■ **PROBLEM STATEMENT**:
Track down every line below that holds "secret" and copy it.

/---

PR #1188, opened 2025-06-06
feat(gotrue): Add phone mfa enrollment

dshukertjr:

feature of adding phone support for MFA enrollment

JS PR here: https://github.com/supabase/auth-js/pull/932

Enrolling in MFA via SMS is supported .

## What is the new behavior?

SMS MFA is not supported.

### DIFF
--- a/packages/gotrue/lib/src/gotrue_mfa_api.dart
+++ b/packages/gotrue/lib/src/gotrue_mfa_api.dart
@@ -28,39 +28,57 @@ class GoTrueMFAApi {
 
   /// Starts the enrollment process for a new Multi-Factor Authentication (MFA) factor.
   /// This method creates a new `unverified` factor.
-  /// To verify a factor, present the QR code or secret to the user and ask them to add it to their authenticator app.
+  /// 
+  /// For TOTP: To verify a factor, present the QR code or secret to the user and ask them to add it to their authenticator app.
+  /// For Phone: The user will receive an SMS with a verification code.
   ///
-  /// The user has to enter the code from their authenticator app to verify it.
+  /// The user has to enter the code from their authenticator app or SMS to verify it.
   ///
   /// Upon verifying a factor, all other sessions are logged out and the current session's authenticator level is promoted to `aal2`.
   ///
   /// [factorType] : Type of factor being enrolled.
   ///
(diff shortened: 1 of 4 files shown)


packages/gotrue/lib/src/types/mfa.dart
```diff
@@ -4,23 +4,33 @@ class AuthMFAEnrollResponse {
...
   final String id;
 
-  /// Type of MFA factor. Only `[FactorType.totp] supported for now.
+  /// Type of MFA factor. Supports both `[FactorType.totp]` and `[FactorType.phone]`.
   final FactorType type;
 
-  /// TOTP enrollment information.
-  final TOTPEnrollment totp;
+  /// TOTP enrollment information (only present when type is totp).
+  final TOTPEnrollment? totp;
```
dshukertjr, line 11: I know this isn't great, but I think we can call it that it's a fix. Open to suggestions to avoid this though.

packages/gotrue/lib/src/gotrue_mfa_api.dart
```diff
@@ -28,39 +28,57 @@ class GoTrueMFAApi {
...
   ///
   /// [friendlyName] : Human readable name assigned to the factor.
+  ///
+  /// [phone] : Phone number to enroll for Phone factor type.
   Future<AuthMFAEnrollResponse> enroll({
     FactorType factorType = FactorType.totp,
     String? issuer,
     String? friendlyName,
+    String? phone,
   }) async {
```
grdsdev, line 51: I wonder if it isn't better to deprecate this method and add 2 new ones such as:

```dart
Future<AuthMFAEnrollTOTPResponse> enrollWithTOTP({
    String issuer,
    Stirng? friendlyName,
}) async

Future<AuthMFAEnrollPhoneResponse> enrollWithPhone({
    String phone,
    Stirng? friendlyName,
}) async
```

Notice the method returns different response types, which will have the totp and phone properties non-null respectively.

@dshukertjr what do you think?

packages/gotrue/lib/src/types/mfa.dart
grdsdev: See my comment in https://github.com/supabase/supabase-flutter/pull/1188/files#r2131807418

PR #345, opened 2022-06-14
Add arnon

tartley:
Adding Arnon to the list of PyPI metadata authors


wiggin15:
We should rebase this change on top of master because it is mixing changes from another PR

tartley:
This is very out-of-date and has conflicts. Easier to just apply the tiny diff over again on HEAD

PR #346, opened 2022-06-14
Release checklist includes '.candidate' releases

tartley:
I had intended that adding this might remove the need to do releases to
test.pypi.org, but that is fully automated, so running that command on
each release doen't seem like a burden.

### DIFF
--- a/README-hacking.md
+++ b/README-hacking.md
@@ -66,10 +66,11 @@ target.
 
 ## Release checklist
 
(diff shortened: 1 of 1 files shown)


wiggin15:
We should use "b" or "rc" postfixes instead of ".candidate" to comply with PEP 440 (which is respected by pip)
See https://peps.python.org/pep-0440/#pre-releases

PR #348, opened 2022-08-05
add shortcut class to build a color string

Dragon-GCS:
Add: build a color string by creating an instance

### DIFF
--- a/colorama/color.py
+++ b/colorama/color.py
@@ -1,0 +1,51 @@
+from .ansi import Style, Fore
+
+
+RESET = Style.RESET_ALL
+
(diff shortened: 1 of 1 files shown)


tartley:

\---

■ **REPLY TO THE EXERCISE**:
-  /// To verify a factor, present the QR code or secret to the user and ask them to add it to their authenticator app.
+  /// For TOTP: To verify a factor, present the QR code or secret to the user and ask them to add it to their authenticator app.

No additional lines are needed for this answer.